A few thoughts:
Medieval societies are often said to have spent about 90% of their workforce on farming. That would translate to 90% being Laborers. Most human societies had 2% warriors at any given time, which would probably mean around 5% of people being trained that way. The remaining 5 % would be the ruling caste (those members of it that are not Fighters, that is) and the clerus, or clerics and monks and the like.

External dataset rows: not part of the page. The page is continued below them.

Issue #443, opened 2018-08-31
get_compatibility does not work for me


charlie-white:
Description
===========
When I call the method get_compatibility of the CachedSchemaRegistryClient class I get an exception.

```
Traceback (most recent call last):
  File "utils/show_compatibilty.py", line 42, in <module>
    compatibility = schema_registry.get_compatibility()
  File "/Users/brgl/code/schema/env/lib/python2.7/site-packages/confluent_kafka/avro/cached_schema_registry_client.py", line 335, in get_compatibility
    raise ClientError('Invalid compatibility level received: %s' % error_msg_suffix)
confluent_kafka.avro.error.ClientError: Invalid compatibility level received: No compatibility was returned

```
I looked at the code, and on line 326 of cached_schema_registry_client.py I see the following line.
`compatibility` = result.get('compatibility', None)`

If I change the line to the following it works for me.
`compatibility = result.get('compatibilityLevel', None)`

While I am at it, in the same file on line 306:
            `raise ClientError("Unable to update level: %s. Error code: %d" % (str(level)), code)`
should read:
            `raise ClientError("Unable to update level: %s. Error code: %d" % (str(level), code))`
Paren in the wrong spot.

How to reproduce
================

```
schema_registry = CachedSchemaRegistryClient(SCHEMA_REGISTRY_URL)
compatibility = schema_registry.get_compatibility()
```

Checklist
=========
Please provide the following information:

 - [x] confluent-kafka-python and librdkafka version:
confluent_kafka.version()
('0.11.5', 722176)
confluent_kafka.libversion()
('0.11.5', 722431)

 - [x] Apache Kafka broker version:
$ confluent version
Confluent Open Source: 4.1.1
$ confluent version kafka
1.1.1-cp1

 - [x] Operating system: macOS - Sierra 10.12.6

rnpridgeon:
Added integration tests and fix to #443. Thanks for you contribution

PR #444, opened 2018-09-04
Fix for issue #443.

charlie-white:
Fixing two small coding issues in update_compatibility and get_compatibility methods.
No acccompanying tests as the mock object is incomplete and I didn't have time to dive in deep enough to fix that.

### DIFF
--- a/confluent_kafka/avro/cached_schema_registry_client.py
+++ b/confluent_kafka/avro/cached_schema_registry_client.py
@@ -303,7 +303,7 @@ class CachedSchemaRegistryClient(object):
         if code >= 200 and code <= 299:
             return result['compatibility']
         else:
-            raise ClientError("Unable to update level: %s. Error code: %d" % (str(level)), code)
+            raise ClientError("Unable to update level: %s. Error code: %d" % (str(level), code))
 
     def get_compatibility(self, subject=None):
         """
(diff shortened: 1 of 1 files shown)


edenhill:
[clabot:check]

confluent_kafka/avro/cached_schema_registry_client.py
```diff
@@ -323,7 +323,7 @@ def get_compatibility(self, subject=None):
         if not is_successful_request:
             raise ClientError('Unable to fetch compatibility level. Error code: %d' % code)
 
-        compatibility = result.get('compatibility', None)
+        compatibility = result.get('compatibilityLevel', None)
```
edenhill: this seems to contradict the API docs:
https://docs.confluent.io/current/schema-registry/docs/api.html#put--config

code:
https://github.com/confluentinc/schema-registry/blob/8831bbd73ea720fcd279032a5fffabbdb1a1f2b1/client/src/main/java/io/confluent/kafka/schemaregistry/client/rest/entities/Config.java#L25

rnpridgeon: I have opened a docs jira for this. This absolutely the case I ran into the same issue implementing the SR client in golang. 

I had to handle it as follows: 

```
/* NOTE: GET uses compatibilityLevel, POST uses compatibility */
type compatibilityLevel struct {
	CompatibilityUpdate Compatibility `json:"compatibility,omitempty"`
	Compatibility       Compatibility `json:"compatibilityLevel,omitempty"`
}
```

PR #466, opened 2020-05-06
Support helm-less install

### LINKED ISSUE #431: helm-less install
## Feature Request

I'm always frustrated when installation is not documented clearly using k8s primitives.

Please document the installation and runtime requirements for chaos-mesh, so that environments without helm, and where helm has been decided against, can utilise chaos-mesh (or alternatively, explain what runtime services chaos-mesh requires from helm, so we can consider how to deliver those in high-trust environments.

I did consider ranting on Twitter, but it's probably counter-productive ;).

Clear minimal installation instructions will permit other packaging system for k8s to quickly package chaos-mesh up as well.

cwen0:

#431 

* remove helm dependency from install.sh 
* support helm-less install  

```
# install chaos mesh
curl -sSL https://raw.githubusercontent.com/cwen0/chaos-mesh/add_dry_run/install.sh | sh 

# install chaos-mesh with kubectl 
curl -sSL https://raw.githubusercontent.com/cwen0/chaos-mesh/add_dry_run/install.sh | sh -s -- --dry-run  | kubectl apply -f -  

# install kind cluster and chaos mesh
curl -sSL https://raw.githubusercontent.com/cwen0/chaos-mesh/add_dry_run/install.sh | sh -s -- -l kind
```

### Check List 

Tests 


install.sh
```diff
@@ -15,26 +15,26 @@ USAGE:
...
         --volume-provisioner Deploy volume provisioner in local Kubernetes cluster
         --local-registry     Deploy local docker registry in local Kubernetes cluster
+        --dry-run            Simulate an install and generate chaos-mesh manifests files
 OPTIONS:
     -v, --version            Version of chaos-mesh, default value: latest
     -l, --local [kind]       Choose a way to run a local kubernetes cluster, supported value: kind,
                              If this value is not set and the Kubernetes is not installed, this script will exit with 1.
     -n, --name               Name of Kubernetes cluster, default value: kind
+    -c  --crd                The URL of the crd files, default value: https://raw.githubusercontent.com/pingcap/chaos-mesh/master/manifests/crd.yaml
+    -r  --runc               Runtime specifies which container runtime to use. Currently we only supports docker and containerd. default value: docker
```
yeya24, line 33: What about `--runtime`, `runc` is not that appropriate here

install.sh
```diff
@@ -15,26 +15,26 @@ USAGE:
...
         --docker-mirror      Use docker mirror to pull image, dockerhub.azk8s.cn => docker.io, gcr.azk8s.cn => gcr.io
         --volume-provisioner Deploy volume provisioner in local Kubernetes cluster
         --local-registry     Deploy local docker registry in local Kubernetes cluster
+        --dry-run            Simulate an install and generate chaos-mesh manifests files
 OPTIONS:
     -v, --version            Version of chaos-mesh, default value: latest
     -l, --local [kind]       Choose a way to run a local kubernetes cluster, supported value: kind,
                              If this value is not set and the Kubernetes is not installed, this script will exit with 1.
     -n, --name               Name of Kubernetes cluster, default value: kind
+    -c  --crd                The URL of the crd files, default value: https://raw.githubusercontent.com/pingcap/chaos-mesh/master/manifests/crd.yaml
```
yeya24, line 32: What is the use case that we need to expose this flag? Does it need to be configurable?

install.sh
```diff
@@ -971,4 +731,580 @@ azk8spull() {
...
+
+    ensure openssl req -new -key ${tmpdir}/server.key -out ${tmpdir}/server.csr -config ${tmpdir}/csr.conf > /dev/null 2>&1
+    ensure openssl x509 -req -in ${tmpdir}/server.csr -CA ${tmpdir}/ca.crt -CAkey ${tmpdir}/ca.key -CAcreateserial -out ${tmpdir}/server.crt -days 1875 -extensions v3_req -extfile ${tmpdir}/csr.conf > /dev/null 2>&1
+
+    TLS_KEY=$(openssl base64 -A -in ${tmpdir}/server.key)
+    TLS_CRT=$(openssl base64 -A -in ${tmpdir}/server.crt)
+    CA_BUNDLE=$(openssl base64 -A -in ${tmpdir}/ca.crt)
+
+    cat <<EOF
+---
```
yeya24, line 787: Is it possible to not copy all these yaml templates in this script? It would be a pain that we have to update both this script and the helm templates when there is a change.

install.sh
```diff
@@ -971,4 +731,580 @@ azk8spull() {
...
+      containers:
+        - name: chaos-daemon
+          image: pingcap/chaos-daemon:latest
+          imagePullPolicy: Always
+          command:
+            - /usr/local/bin/chaos-daemon
+            - --runtime
+            - ${runc}
+            - --http-port
+            - !!str 31766
```
yeya24, line 964: `!!str` is not needed

install.sh
```diff
@@ -971,4 +731,580 @@ azk8spull() {
...
+            - --grpc-port
+            - !!str 31767
```
yeya24, line 966: `!!str` is not needed

install.sh
yeya24: Using a relative path is enough here?

install.sh
Gallardot: agree

install.sh
cwen0: If we use a `relative path`, we must use exec this script in specific directory.

install.sh
cwen0: I just want to provide a more convenient installation method and do not rely on helm, Do you have any other good solutions?

install.sh
yeya24: Yes, but we have to. It is not appropriate to use `/master` in such script. If we want to run this script in the release branch, then what is the value of `crd`? Do we have to update to `https://raw.githubusercontent.com/pingcap/chaos-mesh/<tag>/manifests/crd.yaml` every time?

cwen0: When we need to release, we also need to change the image to install, so I think we also need to update this, or we add a flag to define the version of chaos-mesh.

yeya24: I still think it is better to use `relative path`. If using `master`, then how to test each PR in CI? We have to update the path to each PR's CRD?

install.sh
cwen0: Maybe we can add a hack script to help use us update this.

install.sh
cwen0: If we delete `!!str`, the program will report an error. 
```
Error from server (BadRequest): error when creating "STDIN": DaemonSet in version "v1" cannot be handled as a DaemonSet: v1.DaemonSet.Spec: v1.DaemonSetSpec.Template: v1.PodTemplateSpec.Spec: v1.PodSpec.Containers: []v1.Container: v1.Container.Command: []string: ReadString: expects " or n, but found 3, error found in #10 byte of ...|tp-port",31766,"--gr|..., bigger context ...|s-daemon","--runtime","containerd","--http-port",31766,"--grpc-port",31767],"image":"pingcap/chaos-d|...
```

install.sh
cwen0: this pr has no relation to CI. Why need to use this pr in CI?

install.sh
Gallardot: Maybe a hack script can be executed  after `make yaml` and checked by CI

install.sh
yeya24: Sorry I mean not CI, just in each branch. If we are in different branches and run this script, then we have to still update the crd url every time? I don't think it is reasonable

cwen0: Maybe we can support to set a `relative path` and use the URL as a default value is OK.

cwen0: Done

install.sh
cwen0: Done

cwen0:
@Gallardot @yeya24 @fewdan PTAL again! Thanks!

Gallardot:
who and when need to execute the ‘make update-install-script’ ?

cwen0:
> who and when need to execute the ‘make update-install-script’ ?

when we update helm charts, we need run `make update-install-script` to update `install.sh`. `helm --dry-run` requires a Kubernetes environment, so we can't add it at CI at present.

cwen0:
Close #431

PR #472, opened 2020-05-08
make chaos-server runnable

cwen0:

* make chaos-server runnable 
* init store pkg and define some struct 
* fix `make check` 

### Check List 

Tests 

 - Unit test
 - E2E test
 - No code

Code changes

 - Has Go code change

Side effects

Related changes

```release-note
NONE
```


pkg/core/archive_experiment.go
```diff
@@ -14,13 +14,56 @@
...
 // ExperimentStore defines operations for working with archive experiments
-type ExperimentStore interface{}
+type ExperimentStore interface {
+	// List returns a archive experiment list from the datastore.
+	List(context.Context) ([]*ArchiveExperiment, error)
+
+	// ListByKind returns a archive experiment list by kind from the datastore.
+	ListByKind(context.Context, string) ([]*ArchiveExperiment, error)
+
+	// Find returns a archive experiment by ID.
```
fewdan, line 33: What is "ID"?  Do we assign a number to each archive?  
s/a archive/an archive/g

pkg/core/archive_experiment.go
```diff
@@ -14,13 +14,56 @@
...
+	FindByName(context.Context, string, string) (*ArchiveExperiment, error)
+
+	// Create persists a new archive experiment to the datastore.
+	Create(context.Context, *ArchiveExperiment) error
+
+	// Update persists an updated experiment to the datastore.
+	Update(context.Context, *ArchiveExperiment) error
+}
 
 // ArchiveExperiment represents a experiment instance.
```
fewdan, line 46: s/a experiment/an experiment/g

pkg/core/archive_experiment.go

In many magic systems, you'd find a lot of options to save laborers. While RoleMaster Unified has the option to rapidly grow crops (with the Druid base list Plant Mastery), I cannot find any spells that will really help with actually collecting the grain. The Closed Essence list Rapid Ways might save you some time, it is not an actual mutiplier due to MP cost, relatively low impact (just +25% speed for a few rounds). No masses of summonable working spirits to support the realm on an industrial scale are available either – I take the liberty to rule out necromancy here, and we don't have constructs or the like yet.
So, no great change for the vast majority of people from the existence of magic?
It kind of seems so. What RMU magic (as it is now) allows you is to live on less land, but NOT with fewer hands.
Thus for the vast majority of people, nothing changes in any of the three states.
Sure, there might be a few "combat engineers" called "Magicians", and medical care is dramatically better, but the gains from that will not be multiplicative, merely slightly increase output by a few percent, as they are largely canceled out by the losses to other people using malevolent magic.
Unlike in some other systems, we wouldn't get an "magical-industrial complex" of people changing the world akin to an industrial revolution.